Stored data entries

PR #299, opened 2015-02-18
NewtonSoftJsonMessageSerializer

joshua5822:
Created a NewtonSoftJsonMessageSerializer that can accept
JsonSerializerSettings.
Added AssemblyQualifiedName to Headers.cs, so that the type can be
appended to the message when using NewtonSoftJsonMessageSerializer.

Added UseNewtonSoftJsonSerializer to RebusSerializationConfigurer.cs, so that the new serializer can be used.

### DIFF
--- a/src/Rebus/Configuration/RebusSerializationConfigurer.cs
+++ b/src/Rebus/Configuration/RebusSerializationConfigurer.cs
@@ -1,4 +1,5 @@
 using System.Messaging;
+using Newtonsoft.Json;
 using Rebus.Serialization.Binary;
 using Rebus.Serialization.Json;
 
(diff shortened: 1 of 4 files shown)


seankearon:
I really like this.  Personally, I use JSON to serialise everything and I this will really open up opportunities for libs and tooling to work with messages.  Such as browsing a queue (especially the audit queue) and perhaps even use cases such as modifying a message before returning it to the source queue (dragons notwithstanding!).  Certainly +1 from me! :)

Warning - comments made without fully reviewing the code!

mookid8000:
Excellent :) I'll take a look at it

mookid8000:
I've made a few small changes to make it work properly - since Rebus still supports batching (at least for a while), a transport message _always_ contains an `object[]` which requires full type information to be present in the JSON objects.

Therefore, I've made these changes:
* The header has a ;-separated list of assembly-qualified type names of the logical messages
* Each logical message is serialized to a single-line JSON object in the message body

This way - in cases where you're not using inheritance or doing other funky stuff inside your messages - you can serialize messages as pure JSON objects without .NET type information in the body.

Your contribution is available in 0.80.0 - thanks! :+1:

joshua5822:
No problem

joshua5822:
It works great. The property is being ignored now.

mookid8000:
good to hear :+1:

PR #302, opened 2015-03-18
mongocshardriver 1.10.0 support

CasperTDK:
Any service using the mongocshardriver 1.10.0 (latest stable release) will fail when trying to save sagadata. It only happens at runtime when MongoDbSagaPersister.EnsureResultIsGood is called.

This happened because WriteConcernException is now an internal class and causes everything to fail pretty bad.

I will make a new pull request once mongocshardriver 2.0.0 is released (right now in beta).


CasperTDK:
Also note that the current version of mongocshardriver used in Rebus does not work properly with the WiredTiger engine - as GetCollectionNames will return an empty list in older versions of the driver.
This pull request also solves that issue.

mookid8000:
excellent work :clap: :sunglasses: 

it'll be out in 0.82.0 in a few minutes........

CasperTDK:
Thanks for the merge! Rebus.MongoDb 0.82.0 is still not out though? Only rebus (core) has been updated on nuget.

mookid8000:
ach bummer - NuGet is so flaky, it often times out or something after having pushed half of the packages.... stay tuned, I'll push the rest right now

mookid8000:
the rest of the packages should be on NuGet.org now :)

CasperTDK:
Thanks!

Issue #1127, opened 2023-12-20
New retrystrategy seems incompatible with Azure Service Bus Native deadlettering


hjalle:
Hi,

The old "SimpleRetryStrategy" never created a new RebusTransactionScope before dispatching the message to the errorHandler:
``` cs
async Task MoveMessageToErrorQueue(IncomingStepContext context, ITransactionContext transactionContext, Exception exception)
    {
        var transportMessage = context.Load<OriginalTransportMessage>().TransportMessage.Clone();

        await _errorHandler.HandlePoisonMessage(transportMessage, transactionContext, exception);
    }
``` 

The new DefaultRetryStrategy does:
```cs
    async Task PassToErrorHandler(StepContext context, ExceptionInfo exception)
    {
        var originalTransportMessage = context.Load<OriginalTransportMessage>() ?? throw new RebusApplicationException("Could not find the original transport message in the current incoming step context");
        var transportMessage = originalTransportMessage.TransportMessage.Clone();

        using var scope = new RebusTransactionScope();
        await _errorHandler.HandlePoisonMessage(transportMessage, scope.TransactionContext, exception);
        await scope.CompleteAsync();
    }
```

In Rebus.AzureServiceBus the transactionContext.Items are read, but since its a new transactioncontext with the new retrystep, nothing is found:
```cs
public async Task HandlePoisonMessage(TransportMessage transportMessage, ITransactionContext transactionContext, ExceptionInfo exception)
        {
            if (transactionContext.Items.TryGetValue("asb-message", out var messageObject)
                && messageObject is ServiceBusReceivedMessage message
                && transactionContext.Items.TryGetValue("asb-message-receiver", out var messageReceiverObject)
                && messageReceiverObject is ServiceBusReceiver messageReceiver)
            {
....
```
which in turn just "elses out" and uses the default error handler.

I'm not really sure what the preferred way to solve this would be, thus making an issue instead of a PR.

hjalle:
Any progress/ideas regarding this one?

AndreaCuneo:
@mookid8000 I hit the same issue when using ASB NativeDeadlettering and new error handling.

As far as I can see, the issue stem from the decision of the RetryStep to create a 'nested' TransactionContext to handle the error.
This makes sense if the ErrorHandling wants to Send a new Message to a separate Queue and thus Complete() that sub-transaction.

[...]

PR #1155, opened 2024-03-23
fix(Retry): do not create nested scope for ErrorHandler in DefaultRetryStep

AndreaCuneo:
ErrorHandler impl should create their own nested scope when needed.

Update the DeadletterQueueErrorHandler accordling.

fix: #1127 

---


AndreaCuneo:
@hjalle @mookid8000 I did not reproduced the ASB integration error after this change and not plan to. I checked the Rebus.ASB code and my 👀 are convinced that it will work. Another pair of 👀 would be great to double check nonetheless.

mookid8000:
Your PR is  out as Rebus 8.3.0 on NuGet org now! 🙂

PR #1173, opened 2024-08-30
Add FlattenHierarchy binding flag in ActivateHandlersStep::GetDispatchMethod

X509Whatever:
Hi!

The class **ActivateHandlersStep** has the method CreateHandlerInvoker marked as virtual (useful++).

Trying to **override** it, I noticed in runtime that the method to make _GetHandlerInvokers_ as generic method was failing because wasn't found.

image

It could be great if it includes the binding flag flatten hierarchy so that when we extend this class we don't have to copy this method again (being able to use the original one).

Regards

---


mookid8000:
A small, but pretty excellent improvement 😎 thanks! It's out in Rebus 8.4.4 on NuGet.org now

PR #1175, opened 2024-09-03
Add coverage for inherited ActivationHandlersStep plus a missing visibility change

X509Whatever:
In the PR #1173 I forgot something :(
If the method to be reflected in the (base) extended class is private, adding the BindingFlag FlattenHierarchy does not work.

Here I try to fix it with a regression test (trying to follow the codestyle I have been seeing).
Regards.

---


mookid8000:
Excellent work! 👍

PR #1178, opened 2024-09-18
Fix leaks & performance tweaks

Henr1k80:
- Dispose some disposables
- Avoid allocations of empty arrays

Assigned task:
Output, from the data above, the lines from the line with "Added AssemblyQualifiedName to" to the line with "using Rebus.Serialization.Json;" exactly as they stand, both ends included and nothing else.

Response:
Added AssemblyQualifiedName to Headers.cs, so that the type can be
appended to the message when using NewtonSoftJsonMessageSerializer.

Added UseNewtonSoftJsonSerializer to RebusSerializationConfigurer.cs, so that the new serializer can be used.

### DIFF
--- a/src/Rebus/Configuration/RebusSerializationConfigurer.cs
+++ b/src/Rebus/Configuration/RebusSerializationConfigurer.cs
@@ -1,4 +1,5 @@
 using System.Messaging;
+using Newtonsoft.Json;
 using Rebus.Serialization.Binary;
 using Rebus.Serialization.Json;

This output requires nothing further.